> [What to do]
Given the listing that follows, report all lines in which the string "opened" occurs.

> [Records for the task]

PR #496, opened 2018-11-19
Publisher information changes

soniaturcotte:
Remove dummy content from What's new page and replace with first release note

https://trello.com/c/JN04xUyt/458-update-publisher-information-in-whats-new-section

### DIFF
--- a/app/views/publisher_information/publisher_updates.govspeak.md
+++ b/app/views/publisher_information/publisher_updates.govspeak.md
@@ -1,3 +1,2 @@
-
-
-
+### Content Publisher is available in beta <span class="govuk-caption-m">29 November 2018</span>
+Beta partners can now access Content Publisher to publish news stories and press releases. Most features are available, [some will be released later](https://content-publisher.integration.publishing.service.gov.uk/beta-capabilities).
--- a/app/views/publisher_information/publisher_updates.govspeak.md
+++ b/app/views/publisher_information/publisher_updates.govspeak.md
@@ -1,9 +1,3 @@
-### Scheduling <span class="govuk-caption-m">22 October 2018</span>
-You can now schedule documents in to publish in the future
 
-
-
-### Inline images <span class="govuk-caption-m">16 September 2018</span>
-Inline images are now available for News stories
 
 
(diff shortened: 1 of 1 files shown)


kevindew:
@soniaturcotte We can't do these back links as we're not in a document context. @kgarwood can probably give you more information (I think he was intending to speak to you about them) but the problem we have is that you can get to these pages from anywhere so it's unclear what a back link should take you to and what role it should have compared to your browser back button.

soniaturcotte:
> @soniaturcotte I've dropped the commits on this to do with the back button since they won't work and we need a change to govuk_publishing_components to make the change you've suggested (which is going on in a different stream of work). Lets grab a chat about the back buttons though when you next have a chance see if we can work out how they should work ideally.
Ok 

> Do we have any idea what the initial content for the publisher updates page should be? as with this change it comes out looking like this:
Does it make sense to put something about our first release ”You can now publish News articles and Press releases“ ? (I’ll speak to Paola/Sam.)

paola-roccuzzo:
@kevindew 
This is the copy change I'm proposing - I would have changed it myself, but I'm just not sure how to create links to an internal page in markdown:

screenshot-content-publisher integration publishing service gov uk-2018 11 21-11-30-02

Copy is (using Integration link): 

> **Content Publisher is available in beta**
> 29 November 2018
> Beta partners can now access Content Publisher to publish news stories and press releases. Most features are available, [some will be released later](https://content-publisher.integration.publishing.service.gov.uk/beta-capabilities).

app/views/publisher_information/publisher_updates.govspeak.md
```diff
@@ -1,9 +1,2 @@
...
-You can now schedule documents in to publish in the future
-
-
-
-### Inline images <span class="govuk-caption-m">16 September 2018</span>
-Inline images are now available for News stories
-
-
+### Content Publisher is available in beta <span class="govuk-caption-m">29 November 2018</span>
+Beta partners can now access Content Publisher to publish news stories and press releases. Most features are available, [some will be released later](https://content-publisher.integration.publishing.service.gov.uk/beta-capabilities).
```
kevindew: This link currently points to our integration environment, if you change it to be `[some will be released later](/beta-capabilities)` then it should work for all.

soniaturcotte: Done

PR #497, opened 2018-11-19
Remove default image content

soniaturcotte:
We don’t have this yet. 

Let’s remove now in case we don’t by the time we launch. We can add the line back once the feature is built.

https://trello.com/c/WOEm2VQ2/452-review-the-entire-app-for-design-fixes


kevindew:
I tried to fix this one as it was failing based on the back link branch but I've ended up with those commits coming through by me changing the base branch.

PR #498, opened 2018-11-20
[DO NOT MERGE] Send auth_bypass_ids to asset manager

kevindew:
Trello: https://trello.com/c/dawXVwdW/439-asset-manager-files-are-not-available-when-using-access-tokens-or-if-someone-doesnt-have-asset-manager-permission

DNM until https://github.com/alphagov/authenticating-proxy/pull/108 is out

This is to allow these files to be available when a document is
previewed with a auth bypass token as a means of authentication.


spec/services/asset_manager_service_spec.rb
```diff
@@ -5,15 +5,21 @@
 RSpec.describe AssetManagerService do
   describe "#upload_bytes" do
     it "uploads a byte stream to Asset Manager and returns the asset URL" do
-      asset = double(:asset, content_type: "type", filename: "foo/bar.jpg")
+      asset = double(:asset,
+                     content_type: "type",
+                     filename: "foo/bar.jpg",
+                     document: FactoryBot.build(:document))
```
leenagupte: I think you can do `create(:document)` here and in the test below.

kevindew: Oh cool - I've updated. Note I went for build rather than create to avoid the db write.

leenagupte: Ah. Ok.

kevindew: Yeah you often have to have it written to the db if you're going to do any finds or similar, but using build is way faster if you can do so.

> [Answer space]
PR #496, opened 2018-11-19
PR #497, opened 2018-11-19
PR #498, opened 2018-11-20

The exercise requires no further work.